AS the original amount is quite large and the sorting takse a long time I took the original dataset in 30 separate pieces and started a command on each one of them simultaneously. (hoping for a 30X win in calculation time)
so I started the following bash skript
./mothur "#fastq.info(fastq=okt2012_001.assembled.fastq, oligos=12oligos.tsv, pdiffs=1, bdiffs=0,checkorient=T)" &
./mothur "#fastq.info(fastq=okt2012_002.assembled.fastq, oligos=12oligos.tsv, pdiffs=1, bdiffs=0,checkorient=T)" &
....etc.
./mothur "#fastq.info(fastq=okt2012_030.assembled.fastq, oligos=12oligos.tsv, pdiffs=1, bdiffs=0,checkorient=T)" &
wait
I ran for several days and produced 30x8 fastq,fasta,qual output files (8 bardcoded samples samples).

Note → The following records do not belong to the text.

PR #965, opened 2023-06-30
Fix outdated job cron trigger

Crola1702:
Currently, [_outdated_job_runner](https://build.osrfoundation.org/job/_outdated_job_runner/) it's running every minute instead of every hour as expected.


Crola1702:
I'll merge this, as the current Jenkins configuration already has this change (and the job has run 15 times)

nuclearsandwich (commented):
✅ Definitely cron strings are a thing to review closely! This is a needed fix.

PR #962, opened 2023-06-21
Add new job to run outdated gazebo jenkins jobs

Crola1702:
### Description

This PR adds a new job that will automate the manual process of running outdated jobs.

The automation this new job adds will clear all human error to maintain the gazebo buildfarm jobs up to date by running every night and checking all the jobs buildfarmers are tracking.

After merging this PR, there will be a new job called `_outdated_job_runner`. It will run nightly (as defined in [`CRON_NIGHTLY_NODES`](https://github.com/gazebo-tooling/release-tools/blob/master/jenkins-scripts/dsl/_configs_/Globals.groovy#L18)), and it will trigger a maximun of 7 jobs per operating system to prevent buildfarm overload if more jobs are outdated (this was internally defined by the buildfarmer team).

<details>

<summary>
Some extra context:
</summary>

Currently, Gazebo jobs only run with `scm` triggers. Sometimes, the repositories don't change in a lot of time, and we don't know if they're still working as they should (the main concern are dependencies. A broken python package can lead to many problems if not noticed early). Right now, we have an 8 days threshold for a job to be considered "outdated". When this happens, buildfarmer daily report (e.g., [2023-06-21.md](https://github.com/osrf/buildfarmer/blob/main/2023/25/2023-06-21.md)) will show a message saying `JOB HAS NOT BEEN UPDATED RECENTLY`. Then, we check and rebuild all outdated jobs by hand.

</details>

### Testing

The generated job was named [`_nightly_job_runner`](https://build.osrfoundation.org/job/_nightly_job_runner/) before. It had some test configurations that I used to verify that it was running correctly. For example: 
* Build to check what were the outdated jobs ([_nightly_job_runner#17](https://build.osrfoundation.org/job/_nightly_job_runner/17/console))
* Triggered build by _nightly_job_runner: [ign_gui-ign-6-win#75](https://build.osrfoundation.org/job/ign_gui-ign-6-win/75/) (you can see the upstream project that built it and all the rebuilds before it

Now I'm using [`_outdated_job_runner`](https://build.osrfoundation.org/job/_outdated_job_runner/) to test the new configuration:
* Build that triggered a `_test_job_from_dsl` build ([_outdated_job_runner#4](https://build.osrfoundation.org/job/_outdated_job_runner/4/))
  <details>
  
  I used the following script to trigger a `_test_job_from_dsl` build:

  ```
  def job = "_test_job_from_dsl";

  println('Running: ' + job)
  runJob(job)
  ```

  </details>
[...]

PR #966, opened 2023-07-03
Fix `CRON_HOURLY` string

Crola1702:
CRON_HOURLY was unintentionally defined to run every minute in #962 

After #965 it was, again, unintentionally defined to run every day instead of every hour.

This PR corrects this problem by making sure it runs every hour using the correct syntax.

### DIFF
--- a/jenkins-scripts/dsl/_configs_/Globals.groovy
+++ b/jenkins-scripts/dsl/_configs_/Globals.groovy
@@ -11,7 +11,7 @@ class Globals
    static gazebodistro_branch = false
 
    static CRON_EVERY_THREE_DAYS = 'H H * * H/3'
-   static CRON_HOURLY = 'H H * * *'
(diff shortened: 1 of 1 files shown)


jenkins-scripts/dsl/_configs_/Globals.groovy
```diff
@@ -11,7 +11,7 @@ class Globals
    static gazebodistro_branch = false
 
    static CRON_EVERY_THREE_DAYS = 'H H * * H/3'
-   static CRON_HOURLY = 'H H * * *'
+   static CRON_HOURLY = 'H * * * *'
```
nuclearsandwich, line 14: This string will run at an arbitrary minute of the hour `H`, of any hour of the day, any day of the month, any month of the year, any day of the week.

nuclearsandwich (approved):
Third time lucky.

Issue #967, opened 2023-07-07
Memory problems with nightly builds using linux-nightly-* label on simple nodes


j-rivero:
One of the nightly builds of gz-physics failed probably because the node that built it did not have enough memory. That is usually fixed by the use of `large-memory` label in the gz-physics debbuilders but for nightlies we are implicitly injecting the `linux-nightly-*` node label so that configuration is not being respected.

A workaround would be to use `large-memory` nodes as the nightly builders so we are sure that we don't suffer from memory problems. The long-term solution is the proper orchestration of the build that respect the node labels in the debbuilders and can trigger the different package build in order.

PR #969, opened 2023-07-12
Use large-memory nodes for nightlies

j-rivero:
Closes: #967 

Modified the code (and comments) to use the label `large-memory` instead of `docker`. I also found not true that current code is able to support label expression, looking at the code `node.getLabelString().contains()` is probably unable to parser that expressions. Anyway, the filter of test instances is being done inside `findAll`.

I also removed outdate info in 7767c4f8e7715a999b1697beeecf4ef1ce0c0ae5

### DIFF
--- a/jenkins-scripts/tools/label-assignment-backstop.groovy
+++ b/jenkins-scripts/tools/label-assignment-backstop.groovy
@@ -11,16 +11,13 @@ import jenkins.model.*;
 import hudson.model.Label;
 
 /*
-  Each label is in a 2-tuple with a label expression that indicates its "pool"
-  of potential assignees.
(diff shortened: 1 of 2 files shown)


jenkins-scripts/tools/label-assignment-backstop.groovy
```diff
@@ -52,7 +50,6 @@ for (tup in exactly_one_labels) {
       node.computer.online &&
       node.getLabelString().contains(pool_label) &&
       !node.getLabelString().contains(nightly_label_prefix) &&
-      !node.getLabelString().contains("gpu-nvidia") &&
```
Crola1702, line 55: Does this mean all agents will be treated equally?

PR #970, opened 2023-07-14
Change gz-collections.yaml spec to support ci configs 

j-rivero:
The PR should not change any existing code but reforms the yaml spec to define how the libs and ci interacts:
 * 872d0df8a2080f707241cc900b7f0d19e54977b7 modifies the yaml to include a `ci_configs` section that can host all related CI details and the different collections only reference them by name. Names are equal to Ubuntu distributions but could be something different.
 * eb54989f12460608c14743ff1831876d8b64872d modifies gazebo_libs by doing some changes:
   *  `generate_ciconfigs_by_lib` is a parse step that builds an index of ci-configurations supported by each lib. It should help to avoid extra parsing in the diffferent jobs creation.
   * `generate_label_by_requirements` handles the label selection for the jobs, nvidia or large-memory.
   * The code is not handling the exclude section in ci
   * Rest of the changes are just to adapt the job creation iteration to the new index.

I would not expect any XML code change with the exception of gz-harmonic repo removal since now we are excluding it.


j-rivero:
Oh ignition_collection needs to be migrated, back to draft.

j-rivero:
> Oh ignition_collection needs to be migrated, back to draft.

ok, ready. CI says that there is no contect change in any job or any new job.

j-rivero:
There is no change in the final XML configurations according to CI, I'm going to merge the PR to create new ones.

PR #972, opened 2023-07-25
Update outdated job condition from 8 to 4 days

Crola1702:
The 8 days threshold from an outdated job was defined when we ran the gazebo jobs manually using daily report. Now that this work is automated, it would make sense to decrease the threshold, so the gazebo jobs are run more frequently by [_outdated_job_runner](https://build.osrfoundation.org/job/_outdated_job_runner/).

CC: @Blast545 @claraberendsen

### DIFF
--- a/jenkins-scripts/tools/outdated-job-runner.groovy
+++ b/jenkins-scripts/tools/outdated-job-runner.groovy
@@ -226,7 +226,7 @@ def jenkinsJobs = Hudson.instance
 
 def jobsToRun = [osx: [], win: [], docker: []]
 
-long eightDaysAgoMillis = System.currentTimeMillis() - 8 * 24 * 60 * 60 * 1000; // 8 days ago in milis
+long eightDaysAgoMillis = System.currentTimeMillis() - 4 * 24 * 60 * 60 * 1000; // 4 days ago in milis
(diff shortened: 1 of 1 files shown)


j-rivero:
I've have nothing against changing it but let's keep in mind the consequences: a bit more work load for the buildfarm (I think that it can support it given that we did not see any long queues in a while) and a bit more of false positives due to infra issues or downtime in services used by infra. In exchange we gain shorter testing cycles when dependencies or infra changes.

Crola1702:
>  bit more of false positives due to infra issues or downtime in services used by infra

I'm not sure what you mean by false positives, and infra issues failing ratio should remain the same. Besides that, I think that any new or known issue we could get from shorter testing cycles will improve the quality of our investigations as we could have more data to work with.

j-rivero:
>  I'm not sure what you mean by false positives, 

A false positive is a build that is failing but the reason is not a problem in the code that needs to be fixed.

> and infra issues failing ratio should remain the same.

If run the CI builds more often I would expect to find more problems related to infra issues like 404 to external services, problems with packages repositories being synced or other things not related to code testing.

> I think that any new or known issue we could get from shorter testing cycles will improve the quality of our investigations as we could have more data to work with.

I agree with this. Let's try merging and see if our mechanism of injecting builds keeps the server out of waiting queues.

PR #987, opened 2023-08-08
Remove duplicate `large-memory` label

Crola1702:
@Blast545 noticed that this document had duplicated the `large-memory` label. I think the one that remains is the most clear and concise between the two definitions.


Blast545 (approved):
Maybe you can combine the two definitions? but that's a nitpick, lgtm. Let's wait for codeowners to comment before merging.

j-rivero:
> Maybe you can combine the two definitions? but that's a nitpick, lgtm. Let's wait for codeowners to comment before merging.

I think that we good with the changes.

PR #991, opened 2023-08-23
Change caching dir to default one 

claraberendsen:
### Description
This PR modifies the location of the cache files in the agent to mirror the default configuration where vcpkg builds it. The goal of this is to use the baked AMI cache instead of rebuilding it every time a new agent comes to life. 

#### Build test with new baked AMI
[Build Status](https://build.osrfoundation.org/job/test_ignition_common-pr-win/7/)


nuclearsandwich (commented):
Retroactive +1

PR #999, opened 2023-08-30
Generalize ros_gz scripts to support other releases than Garden

j-rivero:
Change the scripts to handle the upcoming Harmonic release by being able to deal with more than Garden releases.

Mostly change Garden hardcoded by a parameter and pass it all around the different bash + docker machinery but also stop hardcoding the osrf/rosdep URL for replacing values by a parameter.

Finally update the README to explain how to invoke the scripts with the current example of Garden.


azeey (approved):
Did a quick pass and looks good.

PR #1328, opened 2025-06-09
OSRFLinuxBuildPkg dsl: use sh syntax

scpeters:
Try to fix debbuilds (follow up to https://github.com/gazebo-tooling/release-tools/pull/1327#issuecomment-2954284977) by replacing `[[` / `]]` with `[` / `]` for compatibility with `sh`.


j-rivero:
Ouch, thanks for the fix !

PR #1330, opened 2025-06-09
[Crola1702/24.04] Merge master changes and new local generator for DSL

j-rivero:
The PR should bring the changes in #1327 from master and produce a new updated copy of the local generator for CI and local development.


Crola1702 (changes requested):
Ahh I think CI is complaining because `cloneOption` is dynamic DSL, so we should use the `configure` block, or use the suggested `cloneOptions` instead (see [dsl api](https://build.osrfoundation.org/plugin/job-dsl/api-viewer/index.html#path/job-scm-git-extensions-cloneOption))

j-rivero:
Going to merge this branch @Crola1702 . You will need to check run the DSL again from your branch in citest to see if everything is fine there.

PR #1332, opened 2025-06-11
Parametrize `PACKAGES_URL` in multiple scripts

Crola1702:
As the title says


j-rivero (approved):
Nice. I usually prefer VAR:-value instead of VAR-value just to handle the cases of empty variables ended up in random wrong command calls. Feel free to change and merge.

PR #1338, opened 2025-07-04
Copy generate dsls from #1323

Crola1702:
This PR creates `generate_dsls.dsl` which is a generator of the `_dsl_*` jobs that configure other jobs

### DIFF
--- a/jenkins-scripts/dsl/generate_dsls.dsl
+++ b/jenkins-scripts/dsl/generate_dsls.dsl
@@ -35,7 +35,7 @@ dsl_triggerer.with {
   }
 
   triggers {
-    # run it at a fixed time in the night when the nightlies are build
+    // Run it at a fixed time in the night when the nightlies are build
     scm(Globals.CRON_START_NIGHTLY) {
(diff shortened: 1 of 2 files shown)


jenkins-scripts/dsl/generate_dsls.dsl
```diff
@@ -0,0 +1,57 @@
...
+dsl_triggerer.with {
+  label(Globals.nontest_label("built-in"))
+
+  parameters {
+    stringParam('RUN_DESCRIPTION', 'Automatic update',
+                'Description about why the run started')
+  }
+
+  triggers {
+    scm('@daily') {
```
j-rivero, line 38:
```suggestion
    # run it at a fixed time in the night when the nightlies are build
    scm(Globals.CRON_START_NIGHTLY) {
```

j-rivero: Instead of running daily with an uncontrolled hour let fix that to run every night so if things fail we know that it is coming from night changes not during day activities.

j-rivero (approved):

PR #1353, opened 2025-07-17
OSRFSourceCreation: calculate tarball sha256

scpeters:
Targeted at #1352, part of passing sha256 values to the debbuild and homebrew_pull_request_updater jobs.


j-rivero (changes requested):
Still failing, we need to fix the tarball path https://build.osrfoundation.org/job/_test_gz_source/98/console

PR #1356, opened 2025-07-21
Complete sha256 support in release: _releasepy job and -debbuilders

j-rivero:
The PR complete the sha256 support after #1351 and #1353 .

Two commits to implement:
 * _releasepy job support: not optional since it currently only handle the calls using `--source-tarball-uri` (not nightlies) so all the upstream callers can provide sha256.
 * The other support is for the `OSRFLinuxBuildPkg.groovy` that creates the -debbuilders. In this case it is optional since it needs to deal nightlies that do not provide a `SOURCE_TARBALL_URI` but builds the sources directly in the same build.


j-rivero:
Tested:

 * gz_source https://build.osrfoundation.org/job/_test_gz_source/104/
 * test_relese_py https://build.osrfoundation.org/job/_test_releasepy/63/console (displays the sha param in release.py calls)

We can also add the checksum to the repository_uploader although the full chain will be already covered by the builders in linux and brew which I think it is the most useful act.

scpeters (approved):

PR #1359, opened 2025-07-28
Add YATM configuration files for creating issues for managing collection releases

azeey:
We are going to try using YATM to maintain the list of tasks for a new Gazebo collection release. We used to use meta tickets such as https://github.com/gazebo-tooling/release-tools/issues/1092, but that has proved to be difficult to manage since there's a lot of tasks and it is difficult to divide up tasks inside one ticket. Going forward, the plan is to use YATM to create issues on the meta package (e.g. gazebosim/gz-ionic) and a Github Project to track the release process. This PR adds the YATM configuration and requirements file that contains the issues/tasks.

It also produced ONE logfile with a content like this
mothur > fastq.info(fastq=okt2012_005.assembled.fastq, oligos=12oligos.tsv, pdiffs=1, bdiffs=0,checkorient=T)
10000
20000
... etc.
....
3748143
Output File Names:
okt2012_010.assembled.B10_ATCGCT.AGAGGT.CAACGCGARGAACCTTACC.GTCGTCAGCTCGTGTTGT.fastq
okt2012_010.assembled.B10_ATCGCT.AGAGGT.CAACGCGARGAACCTTACC.GTCGTCAGCTCGTGTTGT.fasta
okt2012_010.assembled.B10_ATCGCT.AGAGGT.CAACGCGARGAACCTTACC.GTCGTCAGCTCGTGTTGT.qual
okt2012_010.assembled.B17_ATCGCT.AGAACC.CAACGCGARGAACCTTACC.GTCGTCAGCTCGTGTTGT.fastq
okt2012_010.assembled.B17_ATCGCT.AGAACC.CAACGCGARGAACCTTACC.GTCGTCAGCTCGTGTTGT.fasta
okt2012_010.assembled.B17_ATCGCT.AGAACC.CAACGCGARGAACCTTACC.GTCGTCAGCTCGTGTTGT.qual
okt2012_010.assembled.B20_ATCGCT.GTGTAG.CAACGCGARGAACCTTACC.GTCGTCAGCTCGTGTTGT.fastq
okt2012_010.assembled.B20_ATCGCT.GTGTAG.CAACGCGARGAACCTTACC.GTCGTCAGCTCGTGTTGT.fasta
okt2012_010.assembled.B20_ATCGCT.GTGTAG.CAACGCGARGAACCTTACC.GTCGTCAGCTCGTGTTGT.qual
okt2012_010.assembled.B30_ATCGCT.GTCATG.CAACGCGARGAACCTTACC.GTCGTCAGCTCGTGTTGT.fastq
okt2012_010.assembled.B30_ATCGCT.GTCATG.CAACGCGARGAACCTTACC.GTCGTCAGCTCGTGTTGT.fasta
okt2012_010.assembled.B30_ATCGCT.GTCATG.CAACGCGARGAACCTTACC.GTCGTCAGCTCGTGTTGT.qual
okt2012_010.assembled.B32_CATGGT.GGTGTT.CAACGCGARGAACCTTACC.GTCGTCAGCTCGTGTTGT.fastq
okt2012_010.assembled.B32_CATGGT.GGTGTT.CAACGCGARGAACCTTACC.GTCGTCAGCTCGTGTTGT.fasta
okt2012_010.assembled.B32_CATGGT.GGTGTT.CAACGCGARGAACCTTACC.GTCGTCAGCTCGTGTTGT.qual
okt2012_010.assembled.B33_CATGGT.GACCAA.CAACGCGARGAACCTTACC.GTCGTCAGCTCGTGTTGT.fastq
okt2012_010.assembled.B33_CATGGT.GACCAA.CAACGCGARGAACCTTACC.GTCGTCAGCTCGTGTTGT.fasta
okt2012_010.assembled.B33_CATGGT.GACCAA.CAACGCGARGAACCTTACC.GTCGTCAGCTCGTGTTGT.qual
okt2012_010.assembled.B35_CATGGT.CTAACG.CAACGCGARGAACCTTACC.GTCGTCAGCTCGTGTTGT.fastq
okt2012_010.assembled.B35_CATGGT.CTAACG.CAACGCGARGAACCTTACC.GTCGTCAGCTCGTGTTGT.fasta
okt2012_010.assembled.B35_CATGGT.CTAACG.CAACGCGARGAACCTTACC.GTCGTCAGCTCGTGTTGT.qual
okt2012_010.assembled.O3018_GCCATT.GTCTCA.CAACGCGARGAACCTTACC.GTCGTCAGCTCGTGTTGT.fastq
okt2012_010.assembled.O3018_GCCATT.GTCTCA.CAACGCGARGAACCTTACC.GTCGTCAGCTCGTGTTGT.fasta
okt2012_010.assembled.O3018_GCCATT.GTCTCA.CAACGCGARGAACCTTACC.GTCGTCAGCTCGTGTTGT.qual
okt2012_010.assembled.fasta
okt2012_010.assembled.qual
okt2012_010.assembled.scrap.fastq
okt2012_010.assembled.scrap.fasta
okt2012_010.assembled.scrap.qual
[WARNING]: your sequence names contained ':'. I changed them to '_' to avoid problems in your downstream analysis.
mothur > quit()
So is such simultaneous execution of mothur messing with it’s logging function? It seems to missed logging of most of the commands and logged the start of one command and end of another into One single log-file. Are my results still reliable - is it OK to run mothur in such a way as I have done. If not can i get any other hint how to run large amount of mothur jobs in parallel if needed.